Поля, церкви, торговые центры. Пейзаж с шоссе и холмами. Общественного транспорта нет. На выходные общежитие закрывается, и некоторые разъезжаются по домам, но девочка живет слишком далеко, так что она остается в семье, которая за ней присматривает и водит в церковь. Иногда она гостит в доме у лучшей подруги. Стены там скрипучие. Зимой дороги вечно скрываются в тумане. Выглядываешь и видишь серое поле, разрезанное пополам оконной рамой. Только много лет спустя девочке — тогда уже женщине — придет в голову, что не было ничего такого уж унылого и угнетающего в том пейзаже.
На рассвете облака подсвечиваются пылающе-розовым цветом. Золотой свет льется через деревья, которые кажутся черными, как догоревшие факелы.

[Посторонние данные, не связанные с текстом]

PR #11791, opened 2023-11-10
[GeoMechanicsApplication] Fixed the factory function that creates builder-and-solver objects

avdg81:
**📝 Description**
The factory function used to be able to create builder-and-solver objects of type `ResidualBasedBlockBuilderAndSolverWithMassAndDamping` when solver setting "prebuild_dynamics" was set to `true`. During some refactoring work (see PR 11127), it was accidentally removed. This commit restores that functionality. Also added a regression test.


aronnoordam (approved):

WPK4FEM (approved):
Indeed good to have a test that will fail when the ResidualBasedBlockBuilderAndSolverWithMassAndDamping would disappear

rfaasse (approved):

PR #11796, opened 2023-11-13
[Hotfix][Core] Monotonicity preserving with LinearSolversApplication inner solver

rubenzorrilla:
Current module import in the linear solvers Python factory imports the corresponding module from the `solver_type` value. This means that in the particular case of the monotonicity preserving solver used in combination with an application inner solver it might happen that the corresponding module is not importing when creating the linear solver instance.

В общежитии есть и развлечения. По средам в гостиной вечерний библейский кружок. Девочка посещает его раз или два, но чувствует себя неполноценной, ее пугает неизвестный язык, на котором там принято изъясняться. Мальчики и девочки из библейского кружка владеют им в совершенстве, без труда могут вписать хваление Господу в любое предложение, у всех горящие глаза, сияющие волосы и футболки из летних церковных лагерей, так что девочка среди них чувствует себя слегка чужой. Лучше уйти, проскользнув в носках по коридору. Она идет на вечерний киносеанс в подвале: показывают «Монти Пайтон и Священный Грааль»[135]. Там поначалу как будто тоже говорят на незнакомом языке, но постепенно дети втягиваются и уже катаются по полу от смеха. Этот фильм становится для девочки любимым. После кто-то говорит, что чувствует вину за этот безудержный смех, поскольку фильм высмеивает христианство. Но другой говорит, что стыдиться тут нечего, потому что смеялись не над христианами, а над католиками.

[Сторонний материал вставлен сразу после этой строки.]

PR #11799, opened 2023-11-14
Geo/incremental linear

WPK4FEM:
**📝 Description**
To facilitate continuous elasticity during staged construction the plane strain elastic model has changed to an incremental formulation ( it was a total formulation before )


applications/GeoMechanicsApplication/custom_elements/small_strain_U_Pw_diff_order_element.cpp
```diff
@@ -42,7 +42,7 @@ SmallStrainUPwDiffOrderElement::
 
 //----------------------------------------------------------------------------------------------------------------------------------------------------------------------------------
 //Destructor
```
rfaasse: Let's remove this redundant comment

applications/GeoMechanicsApplication/custom_elements/small_strain_U_Pw_diff_order_element.cpp
```diff
@@ -42,7 +42,7 @@ SmallStrainUPwDiffOrderElement::
 
 //----------------------------------------------------------------------------------------------------------------------------------------------------------------------------------
```
rfaasse: There is a lot of clean-up going on in this file, very nice! Could we maybe also get rid of these //---------- comments while we are making changes here anyway?

applications/GeoMechanicsApplication/custom_constitutive/linear_elastic_plane_strain_2D_law.cpp
```diff
@@ -89,12 +101,84 @@ void GeoLinearElasticPlaneStrain2DLaw::CalculatePK2Stress(const Vector& rStrainV
...
+    noalias(mStressVector) = mStressVectorFinalized + prod(C, mDeltaStrainVector);
+
+    SetExternalStressVector(rStressVector);
 
     KRATOS_CATCH("")
 }
 
+void GeoLinearElasticPlaneStrain2DLaw::UpdateInternalDeltaStrainVector(ConstitutiveLaw::Parameters &rValues){
+    const Vector& rStrainVector = rValues.GetStrainVector();
+    std::transform(rStrainVector.begin(), rStrainVector.begin() + mDeltaStrainVector.size(), mStrainVectorFinalized.begin(), mDeltaStrainVector.begin(), std::minus<>{} );
```
rfaasse: If there is a 'minus' operator for vectors, that might make this function more readable (or could they be different sizes meaning you can't use it?)

applications/GeoMechanicsApplication/custom_constitutive/linear_elastic_plane_strain_2D_law.cpp
```diff
@@ -89,12 +101,84 @@ void GeoLinearElasticPlaneStrain2DLaw::CalculatePK2Stress(const Vector& rStrainV
...
+}
+
+void GeoLinearElasticPlaneStrain2DLaw::UpdateInternalStrainVectorFinalized(ConstitutiveLaw::Parameters &rValues) {
```
rfaasse: Here, I think it would be cleaner if we have const Vector& as argument and pass rValues.GetStrainVector() (same with the UpdateInternalDeltaStrainVector function).

applications/GeoMechanicsApplication/custom_constitutive/linear_elastic_plane_strain_2D_law.cpp
```diff
@@ -89,12 +101,84 @@ void GeoLinearElasticPlaneStrain2DLaw::CalculatePK2Stress(const Vector& rStrainV
...
+    this->SetInternalStrainVector(rValues.GetStrainVector());
+}
+
+void GeoLinearElasticPlaneStrain2DLaw::SetExternalStressVector(Vector& rStressVector){
+    std::copy(mStressVector.begin(), mStressVector.begin() + rStressVector.size(), rStressVector.begin());
+}
+
+void GeoLinearElasticPlaneStrain2DLaw::SetInternalStressVector(const Vector& rStressVector){
+    std::copy(rStressVector.begin(), rStressVector.begin() + mStressVectorFinalized.size(), mStressVectorFinalized.begin());
```
rfaasse: In these functions, I'm a bit confused why we use begin iterators of one and the size of another vector. Could they be different sizes, or is there a reason we would like to only copy e.g. a part of rStressVector here?

applications/GeoMechanicsApplication/custom_constitutive/linear_elastic_plane_strain_2D_law.cpp
```diff
@@ -89,12 +101,84 @@ void GeoLinearElasticPlaneStrain2DLaw::CalculatePK2Stress(const Vector& rStrainV
...
+    std::copy(rStrainVector.begin(), rStrainVector.begin() + mStrainVectorFinalized.size(), mStrainVectorFinalized.begin());
+}
+void GeoLinearElasticPlaneStrain2DLaw::InitializeMaterialResponseCauchy(ConstitutiveLaw::Parameters& rValues)
+{
+    KRATOS_TRY
+    if (!mIsModelInitialized)
+    {
+        // stress and strain vectors must be initialized:
+        const Vector& rStressVector = rValues.GetStressVector();
+        const Vector& rStrainVector = rValues.GetStrainVector();
```
rfaasse: Since these are local variables, they should be named r_stress_vector and r_strain_vector respectively.

applications/GeoMechanicsApplication/custom_constitutive/linear_elastic_plane_strain_2D_law.cpp
```diff
@@ -89,12 +101,84 @@ void GeoLinearElasticPlaneStrain2DLaw::CalculatePK2Stress(const Vector& rStrainV
...
+
+        SetInternalStressVector(rStressVector);
+        SetInternalStrainVector(rStrainVector);
+
+        mIsModelInitialized = true;
+    }
+    KRATOS_CATCH("")
+}
+
+void GeoLinearElasticPlaneStrain2DLaw::FinalizeMaterialResponseCauchy(ConstitutiveLaw::Parameters & rValues)
```
rfaasse: Could you remove this extra space?
```suggestion
void GeoLinearElasticPlaneStrain2DLaw::FinalizeMaterialResponseCauchy(ConstitutiveLaw::Parameters& rValues)
```

applications/GeoMechanicsApplication/custom_elements/small_strain_U_Pw_diff_order_element.cpp
```diff
@@ -335,41 +331,33 @@ void SmallStrainUPwDiffOrderElement::
...
-    // if (!IgnoreUndrained) {
-        for (SizeType i=0; i < NumPNodes; ++i)
-            rElementalDofList[Index++] = GetGeometry()[i].pGetDof( WATER_PRESSURE );
-    // }
-
-    KRATOS_CATCH( "" )
+    for (SizeType i=0; i < NumPNodes; ++i) {
+        rElementalDofList[Index] = GetGeometry()[i].pGetDof(WATER_PRESSURE);
+        ++Index;
+    }
```
rfaasse: Nice cleanup here, are there tests to cover this by any chance? Especially with these 'Index++', things can be overlooked quite quickly

applications/GeoMechanicsApplication/custom_elements/small_strain_U_Pw_diff_order_element.cpp
```diff
@@ -622,34 +594,29 @@ void SmallStrainUPwDiffOrderElement::
...
+        ++Index;
+        if (Dim > 2) {
+            rResult[Index] = rGeom[i].GetDof( DISPLACEMENT_Z ).EquationId();
+            ++Index;
         }
     }
+    for ( SizeType i = 0; i < NumPNodes; ++i ){
+        rResult[Index] = rGeom[i].GetDof( WATER_PRESSURE ).EquationId();
+        ++Index;
+    }
```
rfaasse: Same question here, I like the changes, but is this tested?

applications/GeoMechanicsApplication/custom_elements/small_strain_U_Pw_diff_order_element.cpp
```diff
@@ -669,22 +636,17 @@ void SmallStrainUPwDiffOrderElement::
...
+        ++Index;
+        if ( Dim > 2 ) {
+            rValues[Index] = rGeom[i].FastGetSolutionStepValue( VELOCITY_Z, Step );
+            ++Index;
         }
     }
-
-    for ( SizeType i = 0; i < NumPNodes; ++i )
-        rValues[Index++] = 0.0;
+    std::fill_n(rValues.begin()+Index, NumPNodes, 0.0);
```
rfaasse: Same question here, I like the changes, but is this tested?

applications/GeoMechanicsApplication/custom_constitutive/linear_elastic_plane_strain_2D_law.cpp
```diff
@@ -89,12 +101,84 @@ void GeoLinearElasticPlaneStrain2DLaw::CalculatePK2Stress(const Vector& rStrainV
...
 
+    UpdateInternalDeltaStrainVector(rValues);
+
     Matrix C;
     this->CalculateElasticMatrix(C, rValues);
-    // Total formulation
-    noalias(rStressVector) = prod(C, rStrainVector);
+
+    // Incremental formulation
+    noalias(mStressVector) = mStressVectorFinalized + prod(C, mDeltaStrainVector);
```
rfaasse, line 110: Maybe we can have a short discussion on if we need the two separate members (normal + Finalized). To me this makes it a bit more confusing what is really happening.

rfaasse, line 110: Do you think we can add a unit test for this functionality (of course that also serves as documentation, that makes it easier to understand)

rfaasse (commented):
I really like the clean-up and the fix on the incremental stresses. I have a few improvement suggestions and questions still.

applications/GeoMechanicsApplication/custom_constitutive/linear_elastic_plane_strain_2D_law.cpp
WPK4FEM: The rStrainVector is const Vector& the mDeltaStrainVector  is array_1d<double, VoigtSize> Hence I think we can't use the operators for vectors ( which I think would have been far more straightforward ).
The use of the .size reflects what the previous written loop was doing.

applications/GeoMechanicsApplication/custom_constitutive/linear_elastic_plane_strain_2D_law.cpp
WPK4FEM: done.

applications/GeoMechanicsApplication/custom_constitutive/linear_elastic_plane_strain_2D_law.cpp
WPK4FEM: done

applications/GeoMechanicsApplication/custom_elements/small_strain_U_Pw_diff_order_element.cpp
WPK4FEM: This is tested with integration tests. About 30 fail if I put a KRATOS_ERROR here.

applications/GeoMechanicsApplication/custom_elements/small_strain_U_Pw_diff_order_element.cpp
WPK4FEM: Yes, this is tested in integration tests. 30 failures when I hardcode an error here.

applications/GeoMechanicsApplication/custom_elements/small_strain_U_Pw_diff_order_element.cpp
WPK4FEM: No, not tested. When I code an error here, no evidence of it shows in the integrationtests

applications/GeoMechanicsApplication/custom_constitutive/linear_elastic_plane_strain_2D_law.cpp
WPK4FEM: A Newton Raphson like process iterates in the way that every iteration tries something that starts from the beginning of the step ( the Finalized values here ) tries an increment ( e.g. mDeltaStrainVector ) and produces a new value for the end of the step ( e.g. mStressVector ). After acceptance of the step result ( i.e. the step has converged) the finalized values are overwritten by the predicted end of step values.

WPK4FEM: That would indeed be nice, I would appreciate help with it.

applications/GeoMechanicsApplication/custom_elements/small_strain_U_Pw_diff_order_element.cpp
WPK4FEM: Done

applications/GeoMechanicsApplication/custom_elements/small_strain_U_Pw_diff_order_element.cpp
WPK4FEM: Done

applications/GeoMechanicsApplication/custom_constitutive/linear_elastic_plane_strain_2D_law.cpp
WPK4FEM: This reflects the setup of the original loop.

applications/GeoMechanicsApplication/custom_constitutive/linear_elastic_plane_strain_2D_law.h
```diff
@@ -69,22 +45,11 @@ class KRATOS_API(GEO_MECHANICS_APPLICATION) GeoLinearElasticPlaneStrain2DLaw
     /// Counted pointer of LinearPlaneStrainK0Law
     KRATOS_CLASS_POINTER_DEFINITION( GeoLinearElasticPlaneStrain2DLaw );
 
-    ///@name Life Cycle
-    ///@{
-
     /**
      * @brief The clone operation
      */
```
rfaasse, line 50: Only if you have to push other changes anyway (because it's really not important and not worth the 2 hour pipeline wait): but could you remove this trivial comment?

applications/GeoMechanicsApplication/custom_constitutive/linear_elastic_plane_strain_2D_law.h
```diff
@@ -169,45 +96,27 @@ class KRATOS_API(GEO_MECHANICS_APPLICATION) GeoLinearElasticPlaneStrain2DLaw
...
                             ConstitutiveLaw::Parameters& rValues) override;
 
-    ///@}
-
-private:
-
-    ///@name Static Member Variables
-    ///@{
+    void UpdateInternalDeltaStrainVector(const Vector& r_strain_vector);
+    void UpdateInternalStrainVectorFinalized(const Vector& r_strain_vector);
```
rfaasse: Minor style guide thing: these should be rStrainVector

applications/GeoMechanicsApplication/custom_constitutive/linear_elastic_plane_strain_2D_law.cpp
rfaasse: Did this work out in the end?

applications/GeoMechanicsApplication/custom_constitutive/linear_elastic_plane_strain_2D_law.cpp
```diff
@@ -89,12 +101,83 @@ void GeoLinearElasticPlaneStrain2DLaw::CalculatePK2Stress(const Vector& rStrainV
...
+void GeoLinearElasticPlaneStrain2DLaw::UpdateInternalDeltaStrainVector(const Vector& r_strain_vector){
+    mDeltaStrainVector = r_strain_vector - mStrainVectorFinalized;
+}
+
+void GeoLinearElasticPlaneStrain2DLaw::UpdateInternalStrainVectorFinalized(const Vector& r_strain_vector) {
+    this->SetInternalStrainVector(r_strain_vector);
+}
+
+void GeoLinearElasticPlaneStrain2DLaw::SetExternalStressVector(Vector& r_stress_vector) const{
+    r_stress_vector = mStressVector;
```
rfaasse: I'm not sure assignment like this will work like intended. I think in this way, the r_stress_vector will actually become the (non-const) ref to the member, is that the intention, or do we want to set the values of r_stress_vector using the ones of mStressvector? Same holds for the other assignment functions.

Edit: Starting to doubt, since the mStressVector is not a reference itself, so it might correctly copy mStressvector data to the r_stress_vector

@avdg81 Would you know the answer here?

applications/GeoMechanicsApplication/custom_constitutive/linear_elastic_plane_strain_2D_law.cpp
```diff
@@ -89,12 +101,83 @@ void GeoLinearElasticPlaneStrain2DLaw::CalculatePK2Stress(const Vector& rStrainV
...
+    // Incremental formulation
+    noalias(mStressVector) = mStressVectorFinalized + prod(C, mDeltaStrainVector);
+
+    SetExternalStressVector(rStressVector);
 
     KRATOS_CATCH("")
 }
 
+void GeoLinearElasticPlaneStrain2DLaw::UpdateInternalDeltaStrainVector(const Vector& r_strain_vector){
+    mDeltaStrainVector = r_strain_vector - mStrainVectorFinalized;
```
rfaasse: This is way clearer than before, thanks for making the change!

rfaasse (commented):
Looks good, making the members of type Vector helped a lot in the readability, thanks for making these changes. I have a few questions left, one of which will need @avdg81 for an answer 😄

applications/GeoMechanicsApplication/custom_constitutive/linear_elastic_plane_strain_2D_law.cpp
```diff
@@ -51,13 +51,25 @@ void GeoLinearElasticPlaneStrain2DLaw::GetLawFeatures(Features& rFeatures)
...
+
 void GeoLinearElasticPlaneStrain2DLaw::CalculateElasticMatrix(Matrix& C, ConstitutiveLaw::Parameters& rValues)
 {
     KRATOS_TRY
 
     const Properties &r_material_properties = rValues.GetMaterialProperties();
-    const double &  E = r_material_properties[YOUNG_MODULUS];
-    const double & NU = r_material_properties[POISSON_RATIO];
+    const double &  E  = r_material_properties[YOUNG_MODULUS];
+    const double &  NU = r_material_properties[POISSON_RATIO];
```
avdg81: Nitpicking: it is rather uncommon to use references to const objects for built-in types such as `double`. In these cases I would prefer values over references. Furthermore, I would use `auto` here and rename `NU` such that is follows the Kratos Style Guide:
```suggestion
    const auto E  = r_material_properties[YOUNG_MODULUS];
    const auto nu = r_material_properties[POISSON_RATIO];
```

applications/GeoMechanicsApplication/custom_constitutive/linear_elastic_plane_strain_2D_law.cpp
avdg81, line 1: Now that we make a clear distinction between total stress/strain and incremental stress/strain, we may want to rename a few variables and data members. For instance, the member function `CalculatePK2Stress` receives a _total_ strain vector, from which we compute the _incremental_ strain vector. The parameter name, however, doesn't reflect this explicitly. We might consider to rename it from `rStrainVector` to `rTotalStrainVector`. Would this be helpful? Or do we adopt a convention, where we use `Delta` in variable names to indicate incremental entities and otherwise we assume it is a total entity?

applications/GeoMechanicsApplication/custom_constitutive/linear_elastic_plane_strain_2D_law.cpp
avdg81: I totally agree. In fact, I feel that this statement is so expressive that we no longer need the function itself. (In other words, we can inline this statement and eliminate the member function.)

applications/GeoMechanicsApplication/custom_constitutive/linear_elastic_plane_strain_2D_law.cpp
avdg81: I believe this statement is copy assignment. On initialization of a reference, you make it point to a particular object. Here, we don't initialize `r_stress_vector`, it already points to an object. There is no way to make a reference point to another object later. All you can do is change the referenced object (assuming it is a reference to non-const).

applications/GeoMechanicsApplication/custom_constitutive/linear_elastic_plane_strain_2D_law.cpp
```diff
@@ -89,12 +101,83 @@ void GeoLinearElasticPlaneStrain2DLaw::CalculatePK2Stress(const Vector& rStrainV
...
+{
+    KRATOS_TRY
+    if (!mIsModelInitialized)
+    {
+        // stress and strain vectors must be initialized:
+        const Vector& r_stress_vector = rValues.GetStressVector();
+        const Vector& r_strain_vector = rValues.GetStrainVector();
+
+        SetInternalStressVector(r_stress_vector);
+        SetInternalStrainVector(r_strain_vector);
```
avdg81: What about eliminating the temporary references?
```suggestion
        SetInternalStressVector(rValues.GetStressVector());
        SetInternalStrainVector(rValues.GetStrainVector());
```

applications/GeoMechanicsApplication/custom_constitutive/linear_elastic_plane_strain_2D_law.cpp
```diff
@@ -89,12 +101,83 @@ void GeoLinearElasticPlaneStrain2DLaw::CalculatePK2Stress(const Vector& rStrainV
...
+    FinalizeMaterialResponseCauchy(rValues);
+}
+
+void GeoLinearElasticPlaneStrain2DLaw::save(Serializer &rSerializer) const {
+    KRATOS_SERIALIZE_SAVE_BASE_CLASS( rSerializer, LinearPlaneStrainK0Law)
+    rSerializer.save("StressVector",mStressVector);
+    rSerializer.save("StressVectorFinalized",mStressVectorFinalized);
+    rSerializer.save("DeltaStrainVector",mDeltaStrainVector);
+    rSerializer.save("StrainVectorFinalized",mStrainVectorFinalized);
+    rSerializer.save("mIsModelInitialized",mIsModelInitialized);
```
avdg81, line 150: A very minor style thing (sorry for the nitpicking ;-)):
```suggestion
    rSerializer.save("StressVector", mStressVector);
    rSerializer.save("StressVectorFinalized", mStressVectorFinalized);
    rSerializer.save("DeltaStrainVector", mDeltaStrainVector);
    rSerializer.save("StrainVectorFinalized", mStrainVectorFinalized);
    rSerializer.save("mIsModelInitialized", mIsModelInitialized);
```

applications/GeoMechanicsApplication/custom_constitutive/linear_elastic_plane_strain_2D_law.cpp
```diff
@@ -89,12 +101,83 @@ void GeoLinearElasticPlaneStrain2DLaw::CalculatePK2Stress(const Vector& rStrainV
...
+}
+
+void GeoLinearElasticPlaneStrain2DLaw::load(Serializer &rSerializer) {
+    KRATOS_SERIALIZE_LOAD_BASE_CLASS( rSerializer, LinearPlaneStrainK0Law)
+    rSerializer.load("StressVector",mStressVector);
+    rSerializer.load("StressVectorFinalized",mStressVectorFinalized);
+    rSerializer.load("DeltaStrainVector",mDeltaStrainVector);
+    rSerializer.load("StrainVectorFinalized",mStrainVectorFinalized);
+    rSerializer.load("mIsModelInitialized",mIsModelInitialized);
```
avdg81, line 159: And the same nitpicking here:
```suggestion
    rSerializer.load("StressVector", mStressVector);
    rSerializer.load("StressVectorFinalized", mStressVectorFinalized);
    rSerializer.load("DeltaStrainVector", mDeltaStrainVector);
    rSerializer.load("StrainVectorFinalized", mStrainVectorFinalized);
    rSerializer.load("mIsModelInitialized", mIsModelInitialized);
```

applications/GeoMechanicsApplication/custom_constitutive/linear_elastic_plane_strain_2D_law.h
```diff
@@ -169,45 +96,27 @@ class KRATOS_API(GEO_MECHANICS_APPLICATION) GeoLinearElasticPlaneStrain2DLaw
...
+    void SetExternalStressVector(Vector& rStressVector) const;
+    void SetInternalStressVector(const Vector& rStressVector);
+    void SetInternalStrainVector(const Vector& rStrainVector);
+    void InitializeMaterialResponseCauchy(ConstitutiveLaw::Parameters& rValues) final;
+    void FinalizeMaterialResponseCauchy(ConstitutiveLaw::Parameters & rValues) final;
```
avdg81, line 101: More nitpicking:
```suggestion
    void FinalizeMaterialResponseCauchy(ConstitutiveLaw::Parameters& rValues) final;
```

applications/GeoMechanicsApplication/custom_constitutive/linear_elastic_plane_strain_2D_law.h
```diff
@@ -95,63 +60,25 @@ class KRATOS_API(GEO_MECHANICS_APPLICATION) GeoLinearElasticPlaneStrain2DLaw
...
+    bool IsIncremental() override;
 
     /**
-     * @brief  Itreturns the value of a specified variable
+     * @brief  It returns the value of a specified variable
      * @param rThisVariable the variable to be returned
      * @param rValue a reference to the returned value
      * @param rValue output: the value of the specified variable
      */
     bool& GetValue(const Variable<bool>& rThisVariable, bool& rValue) override;
```
avdg81, line 79: To avoid hiding of member functions inherited from the `ConstitutiveLaw` class, I would add the following statement (to make them visible):
```
using ConstitutiveLaw::GetValue;
```
(This will resolve a problem found by SonarQube as well as by clang-tidy.)

avdg81 (commented):
This is again a nice step forwards. Thanks for your effort to make this code more general and broadening its application, as well as cleaning up and restructuring the code. Very nice achievement!

applications/GeoMechanicsApplication/custom_constitutive/linear_elastic_plane_strain_2D_law.cpp
WPK4FEM: Changed member variables to vectors.

applications/GeoMechanicsApplication/custom_constitutive/linear_elastic_plane_strain_2D_law.cpp
WPK4FEM: Made the argument of ClculatePK2Stress rTotalStrainVector.

applications/GeoMechanicsApplication/custom_constitutive/linear_elastic_plane_strain_2D_law.cpp
WPK4FEM: Done

applications/GeoMechanicsApplication/custom_constitutive/linear_elastic_plane_strain_2D_law.cpp
WPK4FEM: Inlined the statement.

applications/GeoMechanicsApplication/custom_constitutive/linear_elastic_plane_strain_2D_law.cpp
WPK4FEM: Done

applications/GeoMechanicsApplication/custom_constitutive/linear_elastic_plane_strain_2D_law.cpp
WPK4FEM: done

applications/GeoMechanicsApplication/custom_constitutive/linear_elastic_plane_strain_2D_law.cpp
WPK4FEM: done

applications/GeoMechanicsApplication/custom_constitutive/linear_elastic_plane_strain_2D_law.h
WPK4FEM: done

applications/GeoMechanicsApplication/custom_constitutive/linear_elastic_plane_strain_2D_law.h
WPK4FEM: done

applications/GeoMechanicsApplication/custom_constitutive/linear_elastic_plane_strain_2D_law.h
WPK4FEM: done

applications/GeoMechanicsApplication/custom_constitutive/linear_elastic_plane_strain_2D_law.h
WPK4FEM: done

avdg81 (approved):
Very nice work :-) Let's merge it.

rfaasse (approved):
Looks clear, thanks for incorporating the changes!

У девочки есть красная Библия в кожаном переплете, подарок мамы. Она читает ее, когда соседки нет в комнате. Старается вникнуть. Подчеркивает поразившие ее строчки. А на полях пишет: «Аллилуйя!» На страницу падает белый свет с неба, перерезанного телефонными проводами.
Девочка пробует сосчитать лилии в поле. Экспериментирует с макияжем. Советуется с лучшей подругой по общему телефону. Вот она сидит у телефона с мокрой после душа головой, мимо проходит другая девочка и машет ей рукой: привет. Позже она признается:
— Никогда раньше не видела, чтобы кому-то мокрые волосы шли больше, чем сухие.
Это замечание становится открытием, как пророчество оракула: с того самого момента девочка начинает подозревать, что волосы могут стать для нее проблемой. Она ищет способы, чтобы волосы всегда смотрелись влажными или хотя бы гладкими. В ход идут муссы, гели, утюжки перед зеркалом. Идет дымок? Не повредит! Сама того не зная, девочка вступает на долгий путь борьбы за приручение волос. Если бы волосы были покороче, думает она, выпрямлять их было бы удобнее. Девочка находит в журнале фотографию красивой короткой стрижки и, поскольку у нее нет денег на поход в салон, в выходные сама стрижет себя у зеркала в ванной комнате у принимающей ее семьи. Она использует ручное зеркальце, чтобы видеть, что срезает сзади. Закончив дело, влажной туалетной бумагой собирает с пола остатки волос. Маленькое мусорное ведро под раковиной переполнено комками бумаги и волосами. Девочка смотрится в зеркало. Обкорнала! Голова выглядит квадратной, хуже некуда. На затылке проплешина размером с почтовую марку — отрезала слишком коротко Тонкая прядь спускается с затылка на шею. Девочка знает, что до возвращения в школу ей нужно придумать способ спастись, и в понедельник она приходит с улыбкой, громким смехом и гордо поднятой головой. Нелепую стрижку ока решает сделать историей о сумасбродстве, приключением, а не трагедией, примером ее дерзкого и беззаботного нрава, и благодаря с рождения подвешенному языку вкупе с наигранной веселостью, которую она поддерживает силой воли, ей это удается.
Окно. Шипение обогревателя. После уроков девочка проваливается в глубокий сон под болтовню других девчонок, доносящуюся из-за стены.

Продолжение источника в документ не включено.